I want to find the exact solution of the recurrence relation: $T(n)=2T(\sqrt{n})+1$.
$$m=\lg n \Rightarrow 2^m=n \\ \ \ \ \ \ \ \ \ 2^{\frac{m}{2}}=\sqrt{n}$$
So we have: $T(2^m)=2T(2^{\frac{m}{2}})+1$
We set $T(2^m)=S(m)$, so we get: $S(m)=2S \left( \frac{m}{2}\right)+1$
$$S(m)=2S \left( \frac{m}{2}\right)+1=2^2S\left( \frac{m}{2^2} \right)+2+1= \dots= 2^i S \left( \frac{m}{2^i}\right)+ \sum_{j=0}^{i-1} 2^j$$
If we would have an initial condition, let $S(1)=c$ then we would say that the recursion ends when $\frac{m}{2^i}=1$.
Now that we do not have an inital condition, do we suppose that $S(1)=c$? Or what else could we do?
Well, first of all I assume that $T:\mathbb R^{\geq0} \rightarrow \mathbb R$ to avoid certain problems involving irrationals and complex numbers.
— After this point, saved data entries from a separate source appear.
Issue #6, opened 2021-03-18
I think typescript is useful for this project


jihokim2:
Hello, Do you have plan to make index.d.ts?

thebergamo:
Hi @jihokim2 yes, it's part of the migration improvement. 
If you have some experience with Typescript, feel free to open a PR with this .d.ts while migration is still in progress :)

thebergamo:
work is getting done here #10

thebergamo:
TS definititons are released with version 4.1.0
https://github.com/thebergamo/react-native-fbsdk-next/releases/tag/v4.1.0

PR #10, opened 2021-04-06
chore: Add typescript type definitions

g-dimitry:
Hello,

Due to the power of Typescript, it is widely used by the community (including me). So to support all Typescript users, I generated typescript type definitions for all current modules.

Steps taken to generate:
1) Use [babel-plugin-flow-to-typescript](https://www.npmjs.com/package/babel-plugin-flow-to-typescript) plugin to transform flow to typescript
2) Transform all require statements into import statements
3) Fix all module.exports into typescript exports
4) Generate type definitions using tsc
4) Remove the declare keyword from all files but index.d.ts
5) Declare module with the same name as the package inside index.d.ts
6) Edit all import statements from "import Foo from './bar'" to "import('./bar').default"

Steps taken to add into package:
1) Create a directory called "types" at the root of the repo
2) Add all type definitions files inside it
3) Add "types" directory under "files" inside package.json
4) Add property "types" inside package.json with value "types/index.d.ts"

Steps taken to test:
1) Install package using git inside another project
2) Check that types are accessible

We may rewrite the recurrence $T(x)=2T(\sqrt{x})+1$ as $$T(x^2)=2T(x)+1$$
Now, since $T(x^2)=2T(x)+1$, if $x=1$ we get that $T(1)=2T(1)+1$ and thus $T(1)=-1$
Now if we diferentiate both sides with respect to $x$ we gain: $$\frac{d*T(x^2)}{dx}=2\frac{d*T(x)}{dx}$$ then via chain rule we get that $$\frac{d*T(x^2)}{dx^2}*\frac{dx^2}{dx}=2\frac{d*T(x)}{dx}$$ $$T'(x^2)*2x=2T'(x)$$ $$T'(x^2)=\frac{T'(x)}{x}$$ Now, likewise $$T'(x)=\frac{T'(x^{\frac 1 2})}{x^{\frac 1 2}}$$ Thus we may expand uppon the derivatives recurrence as: $$T'(x^2)=\frac{T'(x^{\frac 1 2})}{x*x^{\frac {1}{2}}}=\frac{T'(x^{\frac 1 4})}{x*x^{\frac {1}{2}}*x^{\frac 1 4}}=\frac{T'(x^{\frac {1} {2^n}})}{x*x^{\frac {1}{2}}*x^{\frac 1 4}*...*x^{\frac {1} {2^n}}}$$ Thus, since $a^b*a^c=a^{b+c}$, $$T'(x^2)=\frac{T'(x^{\frac {1} {2^n}})}{x^{\sum\limits_{i=0}^n \frac {1}{2^i}}}$$ Now, let us take the limit as $n$ approaches infinity and evaluate parts of the equation above: $$\lim\limits_{n \rightarrow \infty} x^{\frac {1} {2^n}}=1$$ $$\lim\limits_{n \rightarrow \infty} \sum\limits_{i=0}^n \frac {1}{2^i}=2$$ so $$\lim\limits_{n \rightarrow \infty} x^{\sum\limits_{i=0}^n \frac {1}{2^i}}=x^2$$ In the end we get that $$T'(x^2)=\lim\limits_{n \rightarrow \infty}\frac{T'(x^{\frac {1} {2^n}})}{x^{\sum\limits_{i=0}^n \frac {1}{2^i}}}=\frac{T'(1)}{x^2}$$ Or equivalently: $$T'(x)=\frac{T'(1)}{x}$$ Let $T'(1)=a$, then integrate the above equation with respect to $x$ $$\int T'(x) dx=\int\frac{a}{x}dx$$ $$T(x)=a\ln(x)+C$$ Where $C$ is the integration constant. Since $T(1)=-1$ and $a\ln(1)+C=C$, we gain that $C=-1$, next by evaluating the original relation: $$a\ln(x)-1=2a\ln(\sqrt{x})-2+1$$ $$a\ln(x)-1=2a\ln(x)*\frac 1 2-1$$ $$a\ln(x)-1=a\ln(x)-1$$ So $T(x)=a*\ln(x)-1$ for any real $a$ is the function we were looking for!
P.S.
I originally tried continuing your our original attempt, but to no avail. It does seem like a very interesting method tough.